## Material for the task

PR #3104, opened 2025-07-24
[algolia-insights] add support for auth user token and product list viewed

jkaho:
Add support for the Algolia Insights API optional [`authenticatedUserToken`](https://www.algolia.com/doc/api-reference/api-methods/viewed-object-ids/#parameters) field.

Add support for the Segment [`Product List Viewed`](https://segment.com/docs/connections/spec/ecommerce/v2/#product-list-viewed) event.

## Testing

### DIFF
--- a/packages/destination-actions/src/destinations/algolia-insights/productListViewedEvents/index.ts
+++ b/packages/destination-actions/src/destinations/algolia-insights/productListViewedEvents/index.ts
@@ -46,15 +46,22 @@ export const productListViewedEvents: ActionDefinition<Settings, Payload> = {
     userToken: {
       type: 'string',
       required: true,
-      description: 'The ID associated with the user.',
+      description:
+        'The ID associated with the user. If a user is authenticated, this should be set to the same value as the Authenticated User Token',
       label: 'User Token',
       default: {
         '@if': {
-          exists: { '@path': '$.userId' },
-          then: { '@path': '$.userId' },
-          else: { '@path': '$.anonymousId' }
+          exists: { '@path': '$.anonymousId' },
+          then: { '@path': '$.anonymousId' },
+          else: { '@path': '$.userId' }
         }
       }
+    },
+    authenticatedUserToken: {
+      type: 'string',
+      description: 'The authenticated ID associated with the user.',
+      label: 'Authenticated User Token',
+      default: { '@path': '$.userId' }
     },
     timestamp: {
       type: 'string',
@@ -103,7 +110,8 @@ export const productListViewedEvents: ActionDefinition<Settings, Payload> = {
       queryID: data.payload.queryID,
       objectIDs: data.payload.objectIDs,
       timestamp: data.payload.timestamp ? new Date(data.payload.timestamp).valueOf() : undefined,
-      userToken: data.payload.userToken
+      userToken: data.payload.userToken,
+      authenticatedUserToken: data.payload.authenticatedUserToken
     }
     const insightPayload = { events: [insightEvent] }
 
--- a/packages/destination-actions/src/destinations/algolia-insights/productListViewedEvents/index.ts
+++ b/packages/destination-actions/src/destinations/algolia-insights/productListViewedEvents/index.ts
@@ -1,0 +1,124 @@
+import type { ActionDefinition, Preset } from '@segment/actions-core'
+import { defaultValues } from '@segment/actions-core'
+import { AlgoliaBehaviourURL, AlgoliaProductViewedEvent, AlgoliaEventType } from '../algolia-insight-api'
+import type { Settings } from '../generated-types'
+import type { Payload } from './generated-types'
+
+const segmentEventName = 'Product List Viewed'
+
+export const productListViewedEvents: ActionDefinition<Settings, Payload> = {
+  title: `${segmentEventName} Events`,
+  description:
+    'Product list viewed events act as a positive signal for associated record objects — the associated Product IDs. Query ID is optional and indicates that the view events are the result of a search query.',
+  fields: {
+    objectIDs: {
+      label: 'Product IDs',
+      description: 'Product IDs of the viewed items.',
+      type: 'string',
+      multiple: true,
+      required: true,
+      default: {
+        '@arrayPath': ['$.properties.products', { '@path': '$.product_id' }]
+      }
+    },
+    index: {
+      label: 'Index',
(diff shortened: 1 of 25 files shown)


joe-ayoub-segment:
Thanks for the PR @jkaho . I'll schedule time to review.

joe-ayoub-segment:
Hi @jkaho I had a quick scan. Did you mean to include the file at this location? packages/browser-destinations/destinations/algolia-plugins/src/algoliaInsights/generated-types.ts

joe-ayoub-segment:
Hi again @jkaho , I reviewed the PR. 

Regarding adding the new field `authenticatedUserToken`: 

- Looks like this field is to capture an identifier for a user when the user is known to the customer. Does this mean that the `userToken` field was always intended to capture an anonymous user's anonymous identifier? because it used to try and capture the main identifier and only fell back to the anonymous one. 
- How will this change affect customers who are already sending the Segment userId (which is the id for users who are known to the customer) to the `userToken` field? They won't be populating the `authenticatedUserToken` field (so it will be undefined).  
- Are you able to provide evidence of testing this please?

Regarding the new Action: 

- I don't think the default mapping used for `ObjectIds` field will work. Have you tested it locally?
- Are you able to provide evidence of testing this please?

Best regards,
Joe

joe-ayoub-segment:
hi again @jkaho can you please also run `yarn types` and commit the updated file please?

jkaho:
Hey @joe-ayoub-segment, appreciate the review!

* We added the [`authenticatedUserToken`](https://www.algolia.com/doc/guides/sending-events/concepts/usertoken/#persistent-user-token) field a couple of years ago now, before which the `userToken` field was intended to capture either the auth or anon token. The addition of the new auth field meant we changed the way we recommend users send us user identifiers, though this wasn't a breaking change. If users don't set the auth token field, we will take the value from the user token field (which is required). Again, this change was made a little while ago now and neglecting to add support for it to our Segment connector was an oversight on our part. Is there anything you would recommend in terms of documentation to mitigate potential confusion?
* I have tested the object IDs mapping via the Actions Tester, and it does seem to map the correct values as per the highlighted portions in the screenshot below. Have I misinterpreted something here? Though, I am noticing that the input badge doesn't show in the user configuration UI..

## Requirement
Reproduce all the records precisely.

## Exercise solution
PR #3104, opened 2025-07-24
[algolia-insights] add support for auth user token and product list viewed

jkaho:
Add support for the Algolia Insights API optional [`authenticatedUserToken`](https://www.algolia.com/doc/api-reference/api-methods/viewed-object-ids/#parameters) field.

Add support for the Segment [`Product List Viewed`](https://segment.com/docs/connections/spec/ecommerce/v2/#product-list-viewed) event.

## Testing

### DIFF
--- a/packages/destination-actions/src/destinations/algolia-insights/productListViewedEvents/index.ts
+++ b/packages/destination-actions/src/destinations/algolia-insights/productListViewedEvents/index.ts
@@ -46,15 +46,22 @@ export const productListViewedEvents: ActionDefinition<Settings, Payload> = {
     userToken: {
       type: 'string',
       required: true,
-      description: 'The ID associated with the user.',
+      description:
+        'The ID associated with the user. If a user is authenticated, this should be set to the same value as the Authenticated User Token',
       label: 'User Token',
       default: {
         '@if': {
-          exists: { '@path': '$.userId' },
-          then: { '@path': '$.userId' },
-          else: { '@path': '$.anonymousId' }
+          exists: { '@path': '$.anonymousId' },
+          then: { '@path': '$.anonymousId' },
+          else: { '@path': '$.userId' }
         }
       }
+    },
+    authenticatedUserToken: {
+      type: 'string',
+      description: 'The authenticated ID associated with the user.',
+      label: 'Authenticated User Token',
+      default: { '@path': '$.userId' }
     },
     timestamp: {
       type: 'string',
@@ -103,7 +110,8 @@ export const productListViewedEvents: ActionDefinition<Settings, Payload> = {
       queryID: data.payload.queryID,
       objectIDs: data.payload.objectIDs,
       timestamp: data.payload.timestamp ? new Date(data.payload.timestamp).valueOf() : undefined,
-      userToken: data.payload.userToken
+      userToken: data.payload.userToken,
+      authenticatedUserToken: data.payload.authenticatedUserToken
     }
     const insightPayload = { events: [insightEvent] }
 
--- a/packages/destination-actions/src/destinations/algolia-insights/productListViewedEvents/index.ts
+++ b/packages/destination-actions/src/destinations/algolia-insights/productListViewedEvents/index.ts
@@ -1,0 +1,124 @@
+import type { ActionDefinition, Preset } from '@segment/actions-core'
+import { defaultValues } from '@segment/actions-core'
+import { AlgoliaBehaviourURL, AlgoliaProductViewedEvent, AlgoliaEventType } from '../algolia-insight-api'
+import type { Settings } from '../generated-types'
+import type { Payload } from './generated-types'
+
+const segmentEventName = 'Product List Viewed'
+
+export const productListViewedEvents: ActionDefinition<Settings, Payload> = {
+  title: `${segmentEventName} Events`,
+  description:
+    'Product list viewed events act as a positive signal for associated record objects — the associated Product IDs. Query ID is optional and indicates that the view events are the result of a search query.',
+  fields: {
+    objectIDs: {
+      label: 'Product IDs',
+      description: 'Product IDs of the viewed items.',
+      type: 'string',
+      multiple: true,
+      required: true,
+      default: {
+        '@arrayPath': ['$.properties.products', { '@path': '$.product_id' }]
+      }
+    },
+    index: {
+      label: 'Index',
(diff shortened: 1 of 25 files shown)


joe-ayoub-segment:
Thanks for the PR @jkaho . I'll schedule time to review.

joe-ayoub-segment:
Hi @jkaho I had a quick scan. Did you mean to include the file at this location? packages/browser-destinations/destinations/algolia-plugins/src/algoliaInsights/generated-types.ts

joe-ayoub-segment:
Hi again @jkaho , I reviewed the PR. 

Regarding adding the new field `authenticatedUserToken`: 

- Looks like this field is to capture an identifier for a user when the user is known to the customer. Does this mean that the `userToken` field was always intended to capture an anonymous user's anonymous identifier? because it used to try and capture the main identifier and only fell back to the anonymous one. 
- How will this change affect customers who are already sending the Segment userId (which is the id for users who are known to the customer) to the `userToken` field? They won't be populating the `authenticatedUserToken` field (so it will be undefined).  
- Are you able to provide evidence of testing this please?

Regarding the new Action: 

- I don't think the default mapping used for `ObjectIds` field will work. Have you tested it locally?
- Are you able to provide evidence of testing this please?

Best regards,
Joe

joe-ayoub-segment:
hi again @jkaho can you please also run `yarn types` and commit the updated file please?

jkaho:
Hey @joe-ayoub-segment, appreciate the review!

* We added the [`authenticatedUserToken`](https://www.algolia.com/doc/guides/sending-events/concepts/usertoken/#persistent-user-token) field a couple of years ago now, before which the `userToken` field was intended to capture either the auth or anon token. The addition of the new auth field meant we changed the way we recommend users send us user identifiers, though this wasn't a breaking change. If users don't set the auth token field, we will take the value from the user token field (which is required). Again, this change was made a little while ago now and neglecting to add support for it to our Segment connector was an oversight on our part. Is there anything you would recommend in terms of documentation to mitigate potential confusion?
* I have tested the object IDs mapping via the Actions Tester, and it does seem to map the correct values as per the highlighted portions in the screenshot below. Have I misinterpreted something here? Though, I am noticing that the input badge doesn't show in the user configuration UI..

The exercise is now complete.